* TASK TO COMPLETE: Below are records. Copy every line with "start" in it.

* EXTRACTED INFORMATION:
PR #290, opened 2022-07-25
Palette module

### LINKED ISSUE #280: Provide Palette as own feature module
__What should we do?__

As part of delivering the next version of the `form-js-playground`, the Palette should be renderable in different contexts. For now, it's [part of the `form-js-editor`](https://github.com/bpmn-io/form-js/blob/334b6a1d7f34403da9385f1d57d78eaca80bd6e2/packages/form-js-editor/src/render/components/FormEditor.js#L293).

The goal should be to make this components an actual feature module to be configured and used independently from the editor implementation.

__Why should we do it?__

The Palette should not be hard-coded inside the form-js-editor, but should be more flexible. 

pinussilvestrus:
Closes #280 

* Provides Palette as own module
* Render Palette in Editor per default
* Add Palette individually in Playground

Run playground
```sh
npm run start:playground
```

Run editor
```sh
npm run start:editor
```

image


pinussilvestrus:
Note: Dedicated test coverage is currently missing for the Playground. I plan to tackle this as part of the properties panel integration (cf. #291).

marstamm (approved):
Great improvement!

* ANSWER TO THE EXERCISE:
npm run start:playground
npm run start:editor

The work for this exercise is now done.